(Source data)
- Opening Delimiter -
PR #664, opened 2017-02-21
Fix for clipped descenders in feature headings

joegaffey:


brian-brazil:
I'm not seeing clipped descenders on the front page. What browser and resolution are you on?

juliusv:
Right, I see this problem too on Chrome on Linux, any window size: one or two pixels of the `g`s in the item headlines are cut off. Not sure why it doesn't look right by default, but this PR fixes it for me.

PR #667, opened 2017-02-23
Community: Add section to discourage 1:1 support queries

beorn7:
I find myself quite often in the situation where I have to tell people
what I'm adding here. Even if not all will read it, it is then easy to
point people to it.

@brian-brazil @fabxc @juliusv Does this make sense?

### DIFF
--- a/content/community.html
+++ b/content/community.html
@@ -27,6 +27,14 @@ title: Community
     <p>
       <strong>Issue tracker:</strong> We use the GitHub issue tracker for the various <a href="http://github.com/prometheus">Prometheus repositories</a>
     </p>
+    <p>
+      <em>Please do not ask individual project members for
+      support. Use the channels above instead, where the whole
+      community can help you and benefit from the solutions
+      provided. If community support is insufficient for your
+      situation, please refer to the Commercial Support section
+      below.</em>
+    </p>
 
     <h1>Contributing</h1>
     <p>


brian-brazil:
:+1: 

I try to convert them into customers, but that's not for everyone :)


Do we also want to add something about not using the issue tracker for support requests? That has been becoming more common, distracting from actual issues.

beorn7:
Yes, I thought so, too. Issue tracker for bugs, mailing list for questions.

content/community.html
- Closing Delimiter -
- Opening Delimiter -
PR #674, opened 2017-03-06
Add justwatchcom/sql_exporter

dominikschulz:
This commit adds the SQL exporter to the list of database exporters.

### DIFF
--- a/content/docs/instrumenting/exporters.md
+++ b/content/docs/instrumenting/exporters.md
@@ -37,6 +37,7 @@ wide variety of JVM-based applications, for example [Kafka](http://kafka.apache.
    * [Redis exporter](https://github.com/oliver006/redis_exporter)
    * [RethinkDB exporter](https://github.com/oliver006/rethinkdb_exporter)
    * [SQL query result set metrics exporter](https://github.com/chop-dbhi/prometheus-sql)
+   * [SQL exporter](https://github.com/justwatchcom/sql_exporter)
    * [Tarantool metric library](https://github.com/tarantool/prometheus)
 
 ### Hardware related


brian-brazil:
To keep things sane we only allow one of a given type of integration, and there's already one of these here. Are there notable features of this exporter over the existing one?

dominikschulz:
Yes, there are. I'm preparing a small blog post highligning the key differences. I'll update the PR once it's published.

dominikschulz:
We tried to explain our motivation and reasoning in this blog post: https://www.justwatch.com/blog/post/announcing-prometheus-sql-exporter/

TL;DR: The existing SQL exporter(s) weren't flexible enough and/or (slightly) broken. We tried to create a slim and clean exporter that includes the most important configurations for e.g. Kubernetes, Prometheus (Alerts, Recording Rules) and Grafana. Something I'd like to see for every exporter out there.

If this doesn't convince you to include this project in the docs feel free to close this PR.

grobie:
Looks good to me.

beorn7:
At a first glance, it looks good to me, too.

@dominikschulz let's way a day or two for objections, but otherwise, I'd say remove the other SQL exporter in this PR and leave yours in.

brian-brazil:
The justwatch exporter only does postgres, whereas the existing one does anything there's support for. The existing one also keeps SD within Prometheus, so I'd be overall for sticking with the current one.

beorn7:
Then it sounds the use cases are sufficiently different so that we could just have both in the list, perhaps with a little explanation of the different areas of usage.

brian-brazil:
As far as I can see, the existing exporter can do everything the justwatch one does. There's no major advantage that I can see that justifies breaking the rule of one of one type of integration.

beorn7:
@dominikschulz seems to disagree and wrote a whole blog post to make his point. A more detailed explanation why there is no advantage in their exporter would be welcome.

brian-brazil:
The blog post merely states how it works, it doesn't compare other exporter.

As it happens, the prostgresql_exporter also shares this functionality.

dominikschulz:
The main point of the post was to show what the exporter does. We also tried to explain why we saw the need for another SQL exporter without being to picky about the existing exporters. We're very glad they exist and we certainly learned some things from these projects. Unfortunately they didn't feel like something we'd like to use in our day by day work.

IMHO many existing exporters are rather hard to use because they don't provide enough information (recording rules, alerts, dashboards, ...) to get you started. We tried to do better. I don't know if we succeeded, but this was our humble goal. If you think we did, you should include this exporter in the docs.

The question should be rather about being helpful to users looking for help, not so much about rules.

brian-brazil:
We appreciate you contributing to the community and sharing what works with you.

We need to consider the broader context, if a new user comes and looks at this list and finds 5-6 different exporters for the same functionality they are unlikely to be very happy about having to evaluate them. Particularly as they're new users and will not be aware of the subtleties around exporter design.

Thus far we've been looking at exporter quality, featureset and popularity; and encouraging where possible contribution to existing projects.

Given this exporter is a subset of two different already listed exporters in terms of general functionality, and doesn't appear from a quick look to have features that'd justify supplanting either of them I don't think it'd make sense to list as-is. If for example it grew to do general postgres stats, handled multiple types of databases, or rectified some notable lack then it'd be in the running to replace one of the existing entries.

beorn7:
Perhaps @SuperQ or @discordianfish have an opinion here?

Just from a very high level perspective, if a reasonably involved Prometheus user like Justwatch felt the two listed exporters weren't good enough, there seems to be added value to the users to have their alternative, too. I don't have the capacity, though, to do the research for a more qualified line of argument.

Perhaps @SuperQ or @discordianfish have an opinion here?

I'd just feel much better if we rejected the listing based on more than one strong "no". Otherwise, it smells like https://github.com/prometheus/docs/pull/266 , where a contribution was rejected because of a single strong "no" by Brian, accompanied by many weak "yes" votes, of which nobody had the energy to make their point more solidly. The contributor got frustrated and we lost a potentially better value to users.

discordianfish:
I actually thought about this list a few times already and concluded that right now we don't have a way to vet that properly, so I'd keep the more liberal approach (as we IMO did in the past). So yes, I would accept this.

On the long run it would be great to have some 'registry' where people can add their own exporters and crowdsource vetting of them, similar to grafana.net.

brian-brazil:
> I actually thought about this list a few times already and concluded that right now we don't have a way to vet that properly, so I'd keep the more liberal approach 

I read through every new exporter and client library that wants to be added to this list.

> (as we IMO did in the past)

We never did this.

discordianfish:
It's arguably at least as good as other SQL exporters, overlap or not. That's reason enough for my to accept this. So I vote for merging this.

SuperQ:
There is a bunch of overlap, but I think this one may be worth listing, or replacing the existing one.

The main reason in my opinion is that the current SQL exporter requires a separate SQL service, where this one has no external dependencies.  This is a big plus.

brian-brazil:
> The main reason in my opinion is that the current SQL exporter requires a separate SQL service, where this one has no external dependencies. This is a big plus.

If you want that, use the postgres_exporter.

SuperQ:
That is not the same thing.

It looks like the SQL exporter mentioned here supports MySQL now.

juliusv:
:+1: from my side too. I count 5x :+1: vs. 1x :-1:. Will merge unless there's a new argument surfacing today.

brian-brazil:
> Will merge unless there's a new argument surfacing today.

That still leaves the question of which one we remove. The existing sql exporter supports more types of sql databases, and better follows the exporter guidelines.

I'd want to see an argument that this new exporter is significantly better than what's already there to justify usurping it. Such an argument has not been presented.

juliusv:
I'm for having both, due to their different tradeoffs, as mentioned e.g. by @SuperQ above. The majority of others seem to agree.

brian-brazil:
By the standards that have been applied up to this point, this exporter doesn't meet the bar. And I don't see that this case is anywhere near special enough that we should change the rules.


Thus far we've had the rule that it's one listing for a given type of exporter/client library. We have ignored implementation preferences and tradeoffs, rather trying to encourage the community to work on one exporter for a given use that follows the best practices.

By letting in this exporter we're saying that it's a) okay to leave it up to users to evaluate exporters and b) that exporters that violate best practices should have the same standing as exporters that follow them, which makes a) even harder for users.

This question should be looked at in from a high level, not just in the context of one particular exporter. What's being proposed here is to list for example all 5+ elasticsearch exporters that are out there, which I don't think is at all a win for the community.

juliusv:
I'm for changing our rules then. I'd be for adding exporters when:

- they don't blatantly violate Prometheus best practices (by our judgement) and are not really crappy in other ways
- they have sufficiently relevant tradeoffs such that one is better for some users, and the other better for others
- Closing Delimiter -
### Task to carry out
Across the records above, tally the lines that contain "content" and return the number alone.

### Reply
5